Metaplectic and Bipartite representations of SL(2,R)

Question

I have a question about two different oscillator representations of the group $SL(2,\mathbb{R})$. By oscillator representation I mean one using creation and annihilation operators. I want to know if they are equivalent or not. Here are the two representations \begin{equation} B^0 = \frac{a^{\dagger}a - b^\dagger b}{2},\quad B^- = \frac{a^2-(b^{\dagger})^2}{2},\quad B^+ = \frac{(a^\dagger)^2-b^2}{2},\quad \end{equation} and \begin{equation} L^0 = \frac12 (a_1^\dagger a_1 + a_2^\dagger a_2 + 1),\quad L^+ = a_1^\dagger a_2^\dagger,\quad L^- = a_1 a_2, \end{equation} where every oscillator $a,b,a_1,a_2$ has the standard commutation relation \begin{equation} [a,a^\dagger] = 1,\quad [b,b^\dagger] = 1, \quad [a_i,a_j^\dagger] = \delta_{ij}, \end{equation} and the commutators of different oscillators are all zero. One can check that those two representations indeed form the $SL(2,\mathbb{R})$ algebra. \begin{equation} [X^-,X^+] = 2X^0, \quad [X^0,X^-] = -X^-, \quad [X^0,X^+] = X^+, \end{equation} where $X$ can be $B$ or $L$. The question then is, is there any map $(a,b) \leftrightarrow (a_1,a_2)$ that maps the $B$ operators into the $L$ ones.

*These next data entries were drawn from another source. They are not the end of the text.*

PR #776, opened 2016-03-28
[ALOY-1474] [ALOY-1368] Fixes regression in model data binding without model transform() and bug with

FokkeZB:
https://jira.appcelerator.org/browse/ALOY-1474


FokkeZB:
If you run the test app it should look like the following to demonstrate model and collection binding, simple and complex, without and with model transformer method, with and without custom controller transform method.

simulator screen shot 28 mar 2016 10 21 32

FokkeZB:
@feons ignore the failing travis-ci/push hook

feons:
Looook great! **Approved.**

For example my first guess was \begin{align} a &= \frac{a_1+a_2}{\sqrt{2}},\\ b^\dagger &= \frac{a_1-a_2}{\sqrt{2}}, \end{align} which indeed maps $B^\pm$ into $L^\pm$. However the $[b,b^\dagger]$ commutator has the wrong sign and the $B^0$ operators does not map into $L^0$. If anyone has any idea it would be greatly appreciated. Thank you!